About this exercise:
Word for word, set down the full listing below.

##### Given information

PR #1335, opened 2017-06-30
Add upload profile photo

illusionOfParadise:


src/Controller/EnMarche/SummaryManagerController.php
```diff
@@ -33,9 +34,17 @@ public function indexAction()
     {
         $this->disableInProduction();
 
+        $summary = $this->get(SummaryManager::class)->getForAdherent($this->getUser());
+        $pathImage = 'images/'.$summary->getMemberUuid().'.jpg';
```
HeahDude: What if the summary does not exist yet? Maybe we should use the summary slug instead of the adherent uuid, or both?

src/Form/SummaryType.php
```diff
@@ -47,7 +68,34 @@ public function buildForm(FormBuilderInterface $builder, array $options)
...
+                $builder
+                    ->addEventListener(FormEvents::POST_SUBMIT, function (FormEvent $event) {
+                        if (!$event->getForm()->isValid()) {
+                            return;
+                        }
+
+                        /** @var Summary $summary */
+                        $summary = $event->getData();
+                        // Save profile picture to cloud storage
+                        if ($summary->getProfilePicture()) {
```
HeahDude: We should enter that if only when this is an instance of `UploadedFile`. Please add a check for it.

src/Form/SummaryType.php
```diff
@@ -47,7 +68,34 @@ public function buildForm(FormBuilderInterface $builder, array $options)
...
+                            $pathImage = 'images/'.$summary->getMemberUuid().'.jpg';
```
HeahDude: If we were about to use the slug the logic of the listener should then move in the `SummaryManager` so it is persisted first.

src/Controller/EnMarche/SummaryManagerController.php
```diff
@@ -33,9 +34,17 @@ public function indexAction()
...
+        $signature = SignatureFactory::create($this->getParameter('kernel.secret'))->generateSignature($pathImage, []);
+
         return $this->render('summary_manager/index.html.twig', [
-            'summary' => $this->get(SummaryManager::class)->getForAdherent($this->getUser()),
+            'summary' => $summary,
             'recent_activities' => [], // TODO $this->get(MembershipTracker::class)->getRecentActivitiesForAdherent($this->getUser()),
+            'urlPhoto' => $this->generateUrl('asset_url', [
```
HeahDude: Please use snake_case for template vars name.

templates/summary_manager/handle_synthesis.html.twig
```diff
@@ -0,0 +1,18 @@
+{% extends 'summary_manager/layout.twig' %}
+
+{% block summary_content %}
+    <section class="l__wrapper--medium">
+
+        <h2>TEST synthèse</h2>
```
HeahDude: This file and title should be renamed.

src/Form/SummaryType.php
```diff
@@ -33,9 +41,58 @@ class SummaryType extends AbstractType
...
+                $builder
+                    ->addEventListener(FormEvents::POST_SUBMIT, function (FormEvent $event) {
+                        if (!$event->getForm()->isValid()) {
+                            return;
+                        }
+
+                        /** @var Summary $summary */
+                        $summary = $event->getData();
+                        // Save profile picture to cloud storage
+                        if ($summary->getProfilePicture() && $summary->getProfilePicture() instanceof UploadedFile) {
```
HeahDude: `if ($summary->getProfilePicture() instanceof UploadedFile) {` is enough.

tests/Controller/EnMarche/SummaryManagerControllerTest.php
```diff
@@ -39,6 +42,7 @@ class SummaryManagerControllerTest extends SqliteWebTestCase
 
     private const SECTIONS = [
         self::SECTION_HEADER,
+        self::SECTION_PHOTO,
```
HeahDude: If this is not a `<section>` html tag (what I guess), you should revert this.

src/Controller/EnMarche/SummaryManagerController.php
```diff
@@ -37,14 +39,39 @@ public function indexAction()
         $this->disableInProduction();
 
         $member = $this->getUser();
+        $summary = $this->get(SummaryManager::class)->getForAdherent($this->getUser());
+        $pathImage = 'images/'.$summary->getMemberUuid().'.jpg';
```
HeahDude: Maybe we could add a boolean flag on the entity to know that the CV has a picture, it would allow to count it for completion (it's currently ignored at 100%), and would avoid this logic if not necessary.

ping @tgalopin @marineb

tgalopin: good idea, but not necessary now: let's focus on releasing

HeahDude: Ok at least I would move this logic in the factory two avoid the duplication between controllers by using a getter/setter for the picture path.

tests/Controller/EnMarche/SummaryManagerControllerTest.php
```diff
@@ -1054,12 +1056,12 @@ public function testStepContactWithoutSummary()
         $this->assertSame('Vos modifications ont bien été enregistrées.', $crawler->filter('.flash__inner')->text());
         $this->assertSummaryCompletion(16, $crawler);
 
-        $missions = $this->getSummarySection($crawler, self::SECTION_HEADER);
+        $contact = $this->getSummarySection($crawler, self::SECTION_CONTACT);
```
HeahDude: there is not longer contact section, please revert that change.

##########

Written response:
PR #1335, opened 2017-06-30
Add upload profile photo

illusionOfParadise:


src/Controller/EnMarche/SummaryManagerController.php
```diff
@@ -33,9 +34,17 @@ public function indexAction()
     {
         $this->disableInProduction();
 
+        $summary = $this->get(SummaryManager::class)->getForAdherent($this->getUser());
+        $pathImage = 'images/'.$summary->getMemberUuid().'.jpg';
```
HeahDude: What if the summary does not exist yet? Maybe we should use the summary slug instead of the adherent uuid, or both?

src/Form/SummaryType.php
```diff
@@ -47,7 +68,34 @@ public function buildForm(FormBuilderInterface $builder, array $options)
...
+                $builder
+                    ->addEventListener(FormEvents::POST_SUBMIT, function (FormEvent $event) {
+                        if (!$event->getForm()->isValid()) {
+                            return;
+                        }
+
+                        /** @var Summary $summary */
+                        $summary = $event->getData();
+                        // Save profile picture to cloud storage
+                        if ($summary->getProfilePicture()) {
```
HeahDude: We should enter that if only when this is an instance of `UploadedFile`. Please add a check for it.

src/Form/SummaryType.php
```diff
@@ -47,7 +68,34 @@ public function buildForm(FormBuilderInterface $builder, array $options)
...
+                            $pathImage = 'images/'.$summary->getMemberUuid().'.jpg';
```
HeahDude: If we were about to use the slug the logic of the listener should then move in the `SummaryManager` so it is persisted first.

src/Controller/EnMarche/SummaryManagerController.php
```diff
@@ -33,9 +34,17 @@ public function indexAction()
...
+        $signature = SignatureFactory::create($this->getParameter('kernel.secret'))->generateSignature($pathImage, []);
+
         return $this->render('summary_manager/index.html.twig', [
-            'summary' => $this->get(SummaryManager::class)->getForAdherent($this->getUser()),
+            'summary' => $summary,
             'recent_activities' => [], // TODO $this->get(MembershipTracker::class)->getRecentActivitiesForAdherent($this->getUser()),
+            'urlPhoto' => $this->generateUrl('asset_url', [
```
HeahDude: Please use snake_case for template vars name.

templates/summary_manager/handle_synthesis.html.twig
```diff
@@ -0,0 +1,18 @@
+{% extends 'summary_manager/layout.twig' %}
+
+{% block summary_content %}
+    <section class="l__wrapper--medium">
+
+        <h2>TEST synthèse</h2>
```
HeahDude: This file and title should be renamed.

src/Form/SummaryType.php
```diff
@@ -33,9 +41,58 @@ class SummaryType extends AbstractType
...
+                $builder
+                    ->addEventListener(FormEvents::POST_SUBMIT, function (FormEvent $event) {
+                        if (!$event->getForm()->isValid()) {
+                            return;
+                        }
+
+                        /** @var Summary $summary */
+                        $summary = $event->getData();
+                        // Save profile picture to cloud storage
+                        if ($summary->getProfilePicture() && $summary->getProfilePicture() instanceof UploadedFile) {
```
HeahDude: `if ($summary->getProfilePicture() instanceof UploadedFile) {` is enough.

tests/Controller/EnMarche/SummaryManagerControllerTest.php
```diff
@@ -39,6 +42,7 @@ class SummaryManagerControllerTest extends SqliteWebTestCase
 
     private const SECTIONS = [
         self::SECTION_HEADER,
+        self::SECTION_PHOTO,
```
HeahDude: If this is not a `<section>` html tag (what I guess), you should revert this.

src/Controller/EnMarche/SummaryManagerController.php
```diff
@@ -37,14 +39,39 @@ public function indexAction()
         $this->disableInProduction();
 
         $member = $this->getUser();
+        $summary = $this->get(SummaryManager::class)->getForAdherent($this->getUser());
+        $pathImage = 'images/'.$summary->getMemberUuid().'.jpg';
```
HeahDude: Maybe we could add a boolean flag on the entity to know that the CV has a picture, it would allow to count it for completion (it's currently ignored at 100%), and would avoid this logic if not necessary.

ping @tgalopin @marineb

tgalopin: good idea, but not necessary now: let's focus on releasing

HeahDude: Ok at least I would move this logic in the factory two avoid the duplication between controllers by using a getter/setter for the picture path.

tests/Controller/EnMarche/SummaryManagerControllerTest.php
```diff
@@ -1054,12 +1056,12 @@ public function testStepContactWithoutSummary()
         $this->assertSame('Vos modifications ont bien été enregistrées.', $crawler->filter('.flash__inner')->text());
         $this->assertSummaryCompletion(16, $crawler);
 
-        $missions = $this->getSummarySection($crawler, self::SECTION_HEADER);
+        $contact = $this->getSummarySection($crawler, self::SECTION_CONTACT);
```
HeahDude: there is not longer contact section, please revert that change.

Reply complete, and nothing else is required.